Ao contrário da maior parte desses instrumentos, em que o telescópio faz movimentos para seguir o objeto no céu, o equipamento chinês está sobre uma estrutura fixa e tem dois espelhos móveis e segmentados.
O Lamost tem o objetivo de fazer varreduras sistemáticas do céu e desvendar a estrutura de seus componentes: como as galáxias se distribuem pelo Universo e por que elas estão onde estão. Trata-se de um objetivo diferente de outros potentes telescópios, como os Keck e Gemini.

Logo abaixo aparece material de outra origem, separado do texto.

PR #137, opened 2021-10-27
Feature/outline image slider

### LINKED ISSUE #107: Slider Component
We need a slider. 
An accessible slider. 
Maybe more than one slider?
Inspiration links pending.

mabry1985:
- Adds Splidejs Carousel library
- Adds `outline-image-slider`
- Closes [Issue 107](https://github.com/phase2/outline/issues/107)

Mobile: 
Screen Shot 2021-10-27 at 4 49 35 PM

Full Viewport: 
Screen Shot 2021-10-27 at 4 51 14 PM

<a href="https://gitpod.io/#https://github.com/phase2/outline/pull/137"></a>


src/components/base/outline-image-gallery/outline-image-gallery.css
```diff
@@ -0,0 +1,112 @@
+@import '@splidejs/splide/dist/css/splide-core.min.css';
```
mabry1985: @shaal Here is how I ended up importing the css from node modules

shaal: @mabry1985 nice!!!

src/components/base/outline-image-slider/outline-image-slider.css
```diff
@@ -0,0 +1,111 @@
...
+.splide {
+  @apply relative;
+}
+
+.splide__pagination {
+  display: none;
+}
+
+.splide__arrows {
+  @apply bg-brand-primary absolute flex justify-center bottom-0 left-0 z-40 w-full;
```
grshane: For extensibility would it make sense to define a css var for the arrow color?

grshane (approved):

src/components/base/outline-image-slider/outline-image-slider.css
mabry1985: Sorry I missed this comment when it was first added. Yeah I think that makes sense, there would be more follow up tickets needed to make it a little more flexible for sure.

src/components/base/outline-image-slider/outline-image-slider.css
```diff
@@ -0,0 +1,111 @@
+@import '@splidejs/splide/dist/css/splide-core.min.css';
+
+.splide {
+  @apply relative;
+}
+
+.splide__pagination {
+  display: none;
+}
```
damontgomery, line 9: Splide has a configuration to disable pagination. We're using this on an internal project if you want to use that. Not necessary.

src/components/base/outline-image-slider/outline-image-slider.css
```diff
@@ -0,0 +1,111 @@
...
+  border-radius: 0;
+  height: 12rem !important;
+  width: 100% !important;
+}
+
+.splide__slide.is-visible {
+  visibility: visible;
+}
+
+.sr-only {
```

O diretor fundador do telescópio norte-americano e professor da Universidade de Chicago, Donald York, confirmou que o Lamost pode ter uma maior utilidade que o SDSS, se os astrônomos chineses conseguirem que ele trabalhe em alto rendimento. "O Lamost dispõe de 4.000 fibras por "disparo", 5,5 vezes a mais do que o SDSS", ressaltou York.
"Ainda devemos formar uma idéia clara sobre a estrutura de nossa galáxia", afirmou o professor Chu Yaoquan, membro da equipe de engenheiros envolvida no projeto.
"Analisando um espectro de milhões de estrelas na Via Láctea, poderíamos ter uma oportunidade de conhecer a história da galáxia", acrescentou.